*Task requirements*:
Check each line below for the word "CNAMEs". How many have it? Answer with the number only.

*Data supplied*:
PR #1902, opened 2026-06-23
feat(#1842): marketing site MVP on apex/www + www/staging redirects

sameerparekh:
> **Update (scope change):** the apex `/blocked` router-compat shim has been **removed** at the operator's direction — existing routers were already re-pointed to `app.wifihaven.net` for their block page (per #1842), and new cloud installs default to it, so no router DNATs its block page at the apex anymore. The redirect ruleset now carries only the `www → app` and `staging → app-staging` 301s; the apex serves the marketing site for every path. `redirects_test.py` was reframed to validate those redirects and to assert the shim does not reappear. Stale shim-referencing comments merged in #1841 (`openwrt/install.sh`, `web/src/pages/BlockedPage.tsx`) were corrected. The sections below predate this change.

---

Fixes #1842. Relates to #1832 (host-rename epic). Final sub-issue of the cut-over (#1841 already repointed new installs to `app.wifihaven.net`).

## What this does

Two things: (a) stands up a marketing-site MVP on the apex/`www`, and (b) — the crucial part — adds the **router-compat `/blocked` shim** so already-deployed routers' block pages keep working after the host rename.

### Marketing site (`web-marketing/`)
- Static MVP `index.html` (no build step, no toolchain): hero positioning WifiHaven as **connection-layer parental controls, not DNS blocking**, a "how it works" section, a self-host vs cloud note, and a prominent **"Open the app → app.wifihaven.net"** CTA. On-brand (cream/slate/terracotta, Inter, brand assets vendored under `site/brand/`).
- New Cloudflare Pages project `wifihaven-www`.
- `.github/workflows/master-marketing.yml` — CI deploy job mirroring the existing SPA wrangler deploys; fires only on `web-marketing/**`.

### Cloudflare TF (`infra/cloudflare/main.tf`)
- New `wifihaven-www` Pages project; repoint the apex/`www` Pages domains + CNAMEs to it (the SPA already lives on `app.wifihaven.net`).
- New `cloudflare_ruleset.redirects` (zone-level `http_request_dynamic_redirect`):
  1. **`wifihaven.net/blocked*` → `app.wifihaven.net/blocked*` — 302, query-preserving, FIRST rule.**
  2. `www.wifihaven.net/*` → `app.wifihaven.net/:splat` (301).
  3. `staging.wifihaven.net/*` → `app-staging.wifihaven.net/:splat` (301).

## The compat shim — why and how it's correct

[...]

Issue #1842, opened 2026-06-22
Marketing site MVP on apex/www + redirects (incl. router-compat /blocked shim)


sameerparekh:
Sub-issue 4 of #1832 (see docs/design/app-host-rename.md §2.4/§2.6, §5). **Depends on #1839–#1841.**

Stand up the marketing site and move apex/www off the SPA:
- New Cloudflare Pages project `wifihaven-www` (recommend Astro static, or a single static index.html + Tailwind MVP). In-repo under `web-marketing/`.
- CI deploy job for it (mirror the existing wrangler pages deploy jobs).
- TF: repoint `cloudflare_pages_domain.apex`/`.www` + the apex/www CNAMEs to the marketing project.
- Redirect rules:
  - `www.wifihaven.net/* → app.wifihaven.net/:splat` (301)
  - `staging.wifihaven.net/* → app-staging.wifihaven.net/:splat` (301)
  - **MERGE-GATING:** `wifihaven.net/blocked* → app.wifihaven.net/blocked*` **query-preserving (?mac=&host=), 302**, ranked above the marketing catch-all. Required because `block_page_url` is a per-install UCI key that can't be pushed over the wire — pre-rename routers still DNAT to the apex.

*Written answer*:
2